Production from Argentina’s onshore oil and gas fields has declined rapidly over the last few years, causing the country to assess its offshore potential. Argentina is a newcomer to deep water drilling. When the state-owned energy company, ENARSA, and YPF, the largest producer in the country, announced plans to drill exploration wells off the coast of Buenos Aires province in 2010, it was the first major new offshore exploration project for the country in more than 30 years. Argentina has announced that it will be licensing 31 offshore blocks this year in the hopes that they will result in discoveries similar to Brazil’s.

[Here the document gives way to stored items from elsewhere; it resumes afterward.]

PR #1254, opened 2016-11-04
Add Highspeed Gates

its-suun:
* "Highspeed Write" Gate added
* "Highspeed Read" Gate added

### DIFF
--- a/lua/wire/gates/highspeed.lua
+++ b/lua/wire/gates/highspeed.lua
@@ -1,0 +1,42 @@
+GateActions("Highspeed")
+
+GateActions["highspeed_write"] = {
+	name = "Highspeed Write",
+	inputs = { "Clk", "Memory", "Address", "Data" },
+	inputtypes = { "NORMAL", "WIRELINK", "NORMAL", "NORMAL" },
+	output = function(gate, Clk, Memory, Address, Data)
+		if not Memory then return 0 end
+		if not Memory.WriteCell then return 0 end
+		if Clk <= 0 then return 0 end
+
+		Address = math.floor(Address)
+		if Address < 0 then return 0 end
+
+		return Memory:WriteCell(Address, Data) and 1 or 0
+	end,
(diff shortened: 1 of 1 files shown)


Divran:
Are you sure "Memory" is the best variable name for the wirelink input? Not sure what else to call it, though

its-suun:
Don't know why "Memory" wouldn't fit. The input is just there to access the memory of something

its-suun:
Merge?

Divran:
I have nothing against this

@AbigailBuccaneer @TomyLobo and whoever else, thoughts?

TomyLobo:
I think the name "Memory" is apt, unless you plan on adding input/output setting functionality or EGP functionality :D

AbigailBuccaneer:
`"Memory"` is the port name that other entities use for similar purposes, so I have nothing against that. Unfortunately, those entities take an output of type `NORMAL` to get the entity that it's connected to [as a pre-Wirelink hack](https://github.com/wiremod/wire/blob/master/lua/entities/gmod_wire_dataplug.lua#L45), and before Wirelink this was the standard way to do such things. I'm a little concerned that adding these would clash with legacy functionality (/ make the legacy functionality more obvious by not supporting it here).

That being said, there's no easy way to have a `(NORMAL | WIRELINK)` type port, so I don't see any easy backwards-compatible resolution to the issue. Thoughts?

its-suun:
In my opinion there should be a new type called `Memory` which is just there for accessing Memory. Wirelink doesn't quite fit for gates since it has access to inputs and outputs and egps. My solution wouldn't be backwards-compatible, but the use of `Normal` as memory link is pretty uncommon (i think, since everybody uses e2 anyway)

its-suun:
Can this get merged? The described problem can be opened in a new issue

Divran:
Don't see why not

immibis:
Interesting addition @its-suun

its-suun:
thanks

PR #1257, opened 2016-11-08
added some aliases to make the syntax closer to gas

jfmherokiller:
these aliases bring the code a bit closer to masm, tasm,gas syntax.

im adding these for 2 reasons one being it might allow users to port over code from other assemblers easier and two it will allow for me to port llvm without some kind of ridiculous rewrite


oldmud0:
eh

TomyLobo:
We're currently in the process of getting rid of the remainders of a secondary syntax from wiremod's code.
Would be ironic if we accepted a PR adding a secondary syntax to zasm at the same time :D

Btw, if it's just aliases, make a preprocessor.
I suspect it's a lot more than that though.
The whole floating point byte thing, for instance :)

jfmherokiller:
well tbh the aliases are so i can get this code to work better 
```
	.text
//.globlfunc
func:                                   // @func
	.result 	i64
// BB#0:
	.endfunc

	.data
//.globlTESTINT                         // @TESTINT
	.p2align	2
TESTINT:
	INT48	1                       // 0x1

//.globlTESTFLOAT                       // @TESTFLOAT
	.p2align	2
TESTFLOAT:
	INT48	1082130432              // float 4

//.globlTESTDOUBLE                      // @TESTDOUBLE
	.p2align	3
TESTDOUBLE:
	INT48	4616189618054758400     // double 4

	.section	.rodata.str1.1,"aMS",@progbits,1
.str:                                   // @.str
DB"PENIS"

	.data
//.globlmystring                        // @mystring
	.p2align	3
mystring:
	INT48	.str

	.bss
//.globlcoolint                         // @coolint
	.p2align	2
coolint:
	INT48	0                       // 0x0

	.data
//.globltestchar                        // @testchar
testchar:
	INT48	120                     // 0x78


	.ident	"Apple LLVM version 8.0.0 (clang-800.0.42.1)"

```
c-source
```
int TESTINT = 1;
float TESTFLOAT = 4.000;
double TESTDOUBLE = 4.000;
const char * mystring = "PENIS";

int coolint = 0;
char testchar = 'x';



// function definition
int func() {
   return TESTINT + TESTINT;
}


```

PR #1261, opened 2016-11-13
Improve ent validity checking in CalcElasticConsts

### LINKED ISSUE #1258: WireLib.CalcElasticConsts doesn't check if Ent1 and Ent2 are valid
Sorry if this is posted somewhere already, I couldn't find anything related.
```
Wire error (Entity [379][gmod_wire_hydraulic]):
lua/wire/server/wirelib.lua:1220: Tried to use a NULL entity!
stack traceback:
        [C]: in function 'GetPhysicsObject'
        lua/wire/server/wirelib.lua:1220: in function 'CalcElasticConsts'
        lua/entities/gmod_wire_hydraulic.lua:107: in function <lua/entities/gmod_wire_hydraulic.lua:97>
        [C]: in function 'xpcall'
        lua/wire/server/wirelib.lua:62: in function 'TriggerInput'
        lua/wire/server/wirelib.lua:567: in function 'Wire_Unlink'
        lua/wire/server/wirelib.lua:715: in function 'Link_Clear'
        lua/wire/server/wirelib.lua:405: in function 'ClearPorts'
        lua/wire/server/wirelib.lua:429: in function 'Remove'
        lua/entities/base_wire_entity.lua:356: in function <lua/entities/base_wire_entity.lua:355>
```
[Line 1220](https://github.com/wiremod/wire/blob/32126fec78b10cb4769c0a58a6c877201847409c/lua/wire/server/wirelib.lua#L1220) of wirelib:
```if not IsValid(Ent1:GetPhysicsObject()) or not IsValid(Ent2:GetPhysicsObject()) then return 100, 20 end```

[Line 107](https://github.com/wiremod/wire/blob/fdcecff8e3282e25728c2e8aa6feb8eef80c0457/lua/entities/gmod_wire_hydraulic.lua#L107) of hydraulic:
```self.current_constant, _ = WireLib.CalcElasticConsts(self.constraint.Ent1, self.constraint.Ent2)```

Either ```self.constraint.Ent1``` or ```self.constraint.Ent2``` are ```NULL``` when being passed to WireLib.CalcElasticConsts. Since WireLib.CalcElasticConsts doesn't check if the entities themselves are valid before trying to access their physics objects, the error occurs.

You can't just add an IsValid() check on Ent1 and Ent2 at the beginning either, because the world entity returns ```false``` in :IsValid().

I tried to write a clean and readable example (untested) of what you might be able to do:

```lua
 WireLib.CalcElasticConsts(Ent1, Ent2)
	-- return default values for nil or non-entities
	if not (IsEntity(Ent1) and IsEntity(Ent2)) then return 100, 20 end
	
	-- guaranteed to have an entity now
	local massEnt1 = (Ent1:IsWorld() and 99999) or (Ent1:IsValid() and IsValid(Ent1:GetPhysicsObject()) and Ent1:GetPhysicsObject():GetMass())
	local massEnt2 = (Ent2:IsWorld() and 99999) or (Ent2:IsValid() and IsValid(Ent2:GetPhysicsObject()) and Ent2:GetPhysicsObject():GetMass())
	
	-- one or both of the entities was either not the world, or didn't have a valid physics object
	if not (massEnt1 and massEnt2) then return 100, 20 end
	
	local minMass = math.min(massEnt1,massEnt2)
	local const = minMass * 100
	local damp = minMass * 20

	return const, damp
end
```

This ensures both Ent1 and Ent2 are entities before trying anything on them.
After that, we're guaranteed to have entities, and even if Ent1 or Ent2 aren't valid we can still safely run :IsWorld() on them without an error.
If neither are the world, it then checks if the entity AND its physics object are valid before trying to get its mass.
If either of the masses are false (was not the world, or wasn't a valid obj/phys obj), then the default is returned. Otherwise, continue on.

AbigailBuccaneer:
Fixes #1258.

### DIFF
--- a/lua/wire/server/wirelib.lua
+++ b/lua/wire/server/wirelib.lua
@@ -1216,9 +1216,15 @@ function WireLib.AddOutputAlias( class, old, new )
 	ENT_table.OutputAliases[old] = new
 end
 
+local function effectiveMass(ent)
+	if not isentity(ent) then return 1 end
+	if ent:IsWorld() then return 99999 end
+	if not IsValid(ent) or not IsValid(ent:GetPhysicsObject()) then return 1 end
+	return ent:GetPhysicsObject():GetMass()
+end
+
 function WireLib.CalcElasticConsts(Ent1, Ent2)
-	if not IsValid(Ent1:GetPhysicsObject()) or not IsValid(Ent2:GetPhysicsObject()) then return 100, 20 end
-	local minMass = math.min(Ent1:IsWorld() and 99999 or Ent1:GetPhysicsObject():GetMass(), Ent2:IsWorld() and 99999 or Ent2:GetPhysicsObject():GetMass())
+	local minMass = math.min(effectiveMass(Ent1), effectiveMass(Ent2))
 	local const = minMass * 100
 	local damp = minMass * 20
 


bigdogmat:
`IsValid` will return false for the world

AbigailBuccaneer:
Fixed (and thanks for the code review!)

lua/wire/server/wirelib.lua
```diff
@@ -1216,9 +1216,15 @@ function WireLib.AddOutputAlias( class, old, new )
 	ENT_table.OutputAliases[old] = new
 end
 
+local function effectiveMass(ent)
+	if not isentity(ent) then return 1 end
+	if ent:IsWorld() then return 99999 end
+	if not IsValid(ent) or IsValid(ent:GetPhysicsObject()) then return 1 end
```
bigdogmat: I take it you forgot a `not` here?

lua/wire/server/wirelib.lua
```diff
@@ -1216,9 +1216,15 @@ function WireLib.AddOutputAlias( class, old, new )
 	ENT_table.OutputAliases[old] = new
 end
 
+local function effectiveMass(ent)
+	if not isentity(ent) then return 1 end
+	if ent:IsWorld() then return 99999 end
+	if not IsValid(ent) or not IsValid(ent:GetPhysicsObject()) then return 1 end
```
CaptainPRICE: Late. Anyways, I suggest to store the value `ent:GetPhysicsObject()` into own variable and separate if statement, it would make it both safer from race conditions and faster (because for example, `ent:GetPhysicsObject()` call on the line below might become invalid in very rare situations).

bigdogmat: It will _never_ become invalid unless someone overwrites `GetPhysicsObject` to remove the physics object, which is both stupid, and something we should not have to check for.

Jurisdiction over the country’s oil and gas resources has shifted to the provinces. However, offshore areas beyond 12 nautical miles from the coast are subject to federal jurisdiction and, unless an exploration permit was previously granted to a private holder, all permits in the area are held by ENARSA. Private companies must associate with ENARSA in order to carry out E&P operations in federal waters.
Argentina grants exploration licenses (with the acreage diminishing at intervals), which may be followed by a production concession lasting 25 years. A royalty rate of 12 percent, paid in cash (or in kind, if requested by the government entity), is typical, but depends on the location of the reserves, and it may be reduced to as low as 5 percent under some circumstances. In order to encourage development of crude oil reserves, Argentina adopted the “Oil Plus” plan in 2008, which provides export duty credits to companies that increase their production and reserves by a certain threshold. In turn, the “Gas Plus” plan offers to exempt production from certain new discoveries from local price controls.

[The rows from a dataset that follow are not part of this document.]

PR #1269, opened 2016-11-19
Small optimization for invisible wires.

thegrb93:


Divran:
hm this still uses the wire "beam" library. We should probably stop doing that.

thegrb93:
It's not that bad, but the string concatenation is what kills it. Would be better if tables were used.

thegrb93:
I'm solving that right now.

Issue #921, opened 2015-07-11
Wires between entities will use up more resources the longer they get


Jake2149:
Wasn't really sure how to title this one, but it's a pretty bad issue that can crash almost anyone. It isn't all that bad between entities from wiremod itself, but other mods that support wiring seem to have it pretty badly. Here's a video of this issue https://www.youtube.com/watch?v=5SYk-HVAoAg. If I were to attach those entities on the small plate to the car, the issue is fixed. I'm not really sure why it happens, but it causes Garry's Mod to use excessive amounts of memory until it crashes.

Divran:
This doesn't make sense because wires are just numbers. There's nothing in the code at all that cares about distance.

Jake2149:
The wire rope itself is what I'm referring to. Even at 0 width it seems to render a shadow.

Divran:
iirc if at 0 width it doesn't even create a wire rope effect at all

Jake2149:
Not sure why it happens then, but I've been able to replicate it doing that several times now. I can make another video of it since in that one I didn't actually know what was causing it.

Divran:
Yeah ok it seems to create a beam even if the width is 0. I'll have to fix that

Jake2149:
Even though it's not really easy to do with wiremod itself, I could see someone wiring stuff to ACF entities with a width more than 0, and moving it a large distance just to try and crash people. I don't really see anyone trying to do that, but is there any actual reason for wires taking up resources for shadow rendering?

Divran:
pretty sure they don't need shadows, but I don't know how to disable those

thegrb93:
Found that rangers and forcers also cast shadows if "Don't show beam" is checked.

Jake2149:
Yeah this is sadly still an issue after that fix you added.

Divran:
if anyone knows how to disable shadows for beams let me know

thegrb93:
I think you have to draw the beam outside of the entity's draw hook. I'll test and see.

thegrb93:
Yeah that fixes it. I don't know which hook to use though. I tried PreDrawOpaqueRenderables and PostDrawOpaqueRenderables and models always seem to draw over the beam.

thegrb93:
Maybe the RenderScene hook. I'll try that.

thegrb93:
This can be closed. After going through the render code, I see that beams aren't drawn at all if their width is 0.

Issue #969, opened 2015-09-25
Remove dependencies on beam vars


AbigailBuccaneer:
As has been discussed in #946 beam vars are a big bandwidth eater, as they use usermessages with an unstructued key-value format.

As of #966 being merged, the only thing still using them is wire paths, which are pretty ubiquitous. It'd be nice to replace them with their own separate system which uses the fact that path data is very structured to reduce the bandwidth of them.

AbigailBuccaneer:
My initial progress on this is in 20de2ce309646dbb2f87842eac5bee88243c5919.

CaptainPRICE:
Why does [`lua/wire/beam_netvars.lua`](https://github.com/wiremod/wire/blob/master/lua/wire/beam_netvars.lua) file still exist?
I have just run a throughout reference checks, static analysis, and runtime tests on both clientside and serverside, so I can confirm this code is no longer used nor needed. Trash it?

PR #1270, opened 2016-11-21
Massive wire render optimization

thegrb93:
~~Not tested completely, but passes basic tests.~~


thegrb93:
Added a little more optimization. Should fix https://github.com/wiremod/wire/issues/921 btw

AbigailBuccaneer:
Could I perhaps talk you into doing #969 by entirely replacing the beam vars library with something nicer from scratch? (This was on my to do list but this pull request is already most of the way there!)

thegrb93:
Ok I think it's working even faster now.

Divran:
So are beam vars even used at all any more after this? Also, did you remember to keep support for blinking wires? The wire tool(s) use blinking wires to show the user where inputs are wired to.

thegrb93:
Yeah blinking still works. The wire tool seems to not update the wire when adding links until the wire is finished though, but that's not an issue with this pr.

Divran:
yeah the wire tool is all clientside, and doesn't send the info until you're done

thegrb93:
```
[ERROR] lua/includes/extensions/net.lua:74: net.WriteColor: color expected, got table
  1. assert - [C]:-1
   2. WriteColor - lua/includes/extensions/net.lua:74
    3. TransmitPath - addons/wire/lua/wire/wire_paths.lua:76
     4. unknown - addons/wire/lua/wire/wire_paths.lua:90
```
Darn, gotta make color copy.

thegrb93:
Should be good now.

thegrb93:
Yeah working fine now. Running on my server with 20 players.

lua/wire/wire_paths.lua
```diff
@@ -0,0 +1,116 @@
...
+		local num_points = net.ReadUInt(15)
+		for i = 1, num_points do
+			path.Path[i] = { Entity = net.ReadEntity(), Pos = net.ReadVector() }
+		end
+
+		if path.Entity.WirePaths == nil then path.Entity.WirePaths = {} end
+		path.Entity.WirePaths[path.Name] = path
+
+	end)
+
```
AbigailBuccaneer: Trailing whitespace.

lua/wire/client/cl_wirelib.lua
```diff
@@ -34,181 +34,79 @@ end
...
+			if lastrender ~= t then
+				local w, f = math.modf(t*WIRE_BLINKS_PER_SECOND)
+				shouldblink = f < 0.5
+				scroll = t*WIRE_SCROLL_SPEED
+				lastrender = t
+			end
 
-					local width = ent:GetNetworkedBeamFloat(net_name .. "_width")
-					if width > 0 then
+			local blink = shouldblink and ent:GetNetworkedBeamString("BlinkWire")
```
AbigailBuccaneer: `"BlinkWire"` is now the only place in Wiremod that uses `{Get,Set}NetworkedBeam*`. Can you kill it off (by just replacing it with `{Get,Set}NWString`) and then remove `beam_netvars.lua`?

lua/wire/wire_paths.lua
```diff
@@ -0,0 +1,116 @@
+-- wire_paths.lua
+--
+-- This file is implements syncing of wire paths, which are the visual
```
AbigailBuccaneer: (typo, my fault)

thegrb93:
K

thegrb93:
Forgot to remove it from wire_load. Testing now.

thegrb93:
Works

thegrb93:
Turns out there are some mods that use networkedbeams and rely on wiremod having it :/

AbigailBuccaneer:
@thegrb93 the BeamVars library is written to handle multiple addons both shipping it - we should give them a heads up that we're removing it, but I don't like the idea of keeping it because other addons expect us to.

We could ship a version with `ThisBeamNetVarsVersion = -1` that prints error messages (blaming the addon that called the functions) and redirecting `{Get,Set}NWBeam*` to `{Get,Set}NW*`?

AbigailBuccaneer:
I've just submitted an issue for ACF-Missiles, but I can't find (via GitHub's code search) anywhere in [nrlulz/ACF](https://github.com/nrlulz/ACF) that uses it.

lua/wire/wire_paths.lua
```diff
@@ -0,0 +1,116 @@
...
+	if ent:IsValid() and ent.Inputs then
+		for name, input in pairs(ent.Inputs) do
+			if input.Src then
+				WireLib.Paths.Add(path, ply)
+			end
+		end
+	end
+end)
+
+local function TransmitPath(input)
```
CaptainPRICE: Pick a better name for `input` argument.

thegrb93:
Okay I reverted that last commit. Good to go.

lua/wire/server/wirelib.lua
```diff
@@ -578,28 +577,18 @@ function WireLib.Link_Start(idx, ent, pos, iname, material, color, width)
 
 	local input = ent.Inputs[iname]
```
thegrb93: I don't think anyone is going to confuse it with the input library.

oldmud0:
Wow, this is big. What kind of performance improvements are we seeing from a pragmatic standpoint? FPS? latency?

thegrb93:
Less network usage when pasting a dupe, and less client cpu usage per wire entity per frame.

lua/wire/server/wirelib.lua
AbigailBuccaneer: Wiremod has used this name for an incredibly long time, and if we were to change it now we'd at the very least have to have a conversation about preserving backwards compatibility. This is a discussion for sometime and someplace else.

thegrb93:
bump

lua/wire/client/cl_wirelib.lua
```diff
@@ -1,7 +1,7 @@
 local WIRE_SCROLL_SPEED = 0.5
 local WIRE_BLINKS_PER_SECOND = 2
 local CurPathEnt = {}
-local Wire_DisableWireRender = 2 --bug with mode 0 and gmod2007beta
+local Wire_DisableWireRender = 0 --bug with mode 0 and gmod2007beta
```
TomyLobo: Can you review the comment in this line and decide whether to keep it or not?

lua/wire/server/wirelib.lua
TomyLobo: @AbigailBuccaneer this is a local variable, your argument is invalid.
luacheck is going to complain about shadowing a global, too.

AbigailBuccaneer: Oh, whoops, I misread the comment as complaining about the name of the `Inputs` field, not the variable. Finding time to work on Wiremod means sleep deprivation usually :wink:

thegrb93:
k

lua/wire/server/wirelib.lua
thegrb93: WireLib.lua also contains local input as well.

thegrb93:
Bump again.

Divran:
Looks good (I haven't tested it ingame though). Merge?

thegrb93:
I've had no problems with it.

Python1320:
```
Player [5][Not Mike] ERR: lua/wire/wire_paths.lua:41: attempt to index field 'WirePaths' (a nil value)
```
Null entity check missing?

lua/wire/wire_paths.lua
```diff
@@ -0,0 +1,116 @@
...
+		path.Material = net.ReadString()
+		path.Color = net.ReadColor()
+
+		local num_points = net.ReadUInt(15)
+		for i = 1, num_points do
+			path.Path[i] = { Entity = net.ReadEntity(), Pos = net.ReadVector() }
+		end
+
+		if path.Entity.WirePaths == nil then path.Entity.WirePaths = {} end
+		path.Entity.WirePaths[path.Name] = path
```
thegrb93: I see. Looks like that callback needs IsValid check too. I'll add it once I get home. Would Entity:IsValid() return false in the outside pvs case too?

thegrb93:
Keeping beamvars because WireExtras and ACF rely on it still.

Anticept:
Since this was approved, here we go!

Colombia has devoted considerable effort to increasing oil and gas exploration and production by attracting foreign participation, and the results are impressive. The country is on target to achieve, in the short term, its goal of one million barrels of oil equivalent per day (boe/d) of production. E&P contracts are granted by a state licensing agency (ANH) pursuant to a competitive bidding process and there is no requirement for an association with a state-owned company. The fiscal regime consists of royalty and income tax. State-controlled Ecopetrol competes on an equal footing with private companies in bid rounds.
The government has recently finished signing contracts following the 2010 bid round, which included the most offshore blocks of any bid round. No new offshore drilling has taken place in Colombia since 2008. At present, offshore production in Colombia is limited to the Chuchupa gas field (Caribbean coast) operated by Chevron.
Peru is the only country in South America that exports liquefied natural gas (LNG). The feed gas comes from the Camisea field on the eastern side of the Andes mountains, on the southern region of the country. Much of Peru’s proven oil and gas wealth is located onshore, but recent offshore activity suggests some potential for larger finds in the future. Although its current offshore production in the northwest is relatively small, some have speculated that, by attracting investment, the country could substantially increase production from offshore areas.
As in Colombia, E&P contracts are granted by a state licensing agency (Perupetro) pursuant to a competitive bidding process and there is no requirement for an association with a state-owned company. The fiscal regime consists of royalty and income tax. State-owned Petroperu competes on an equal footing with private companies in bid rounds.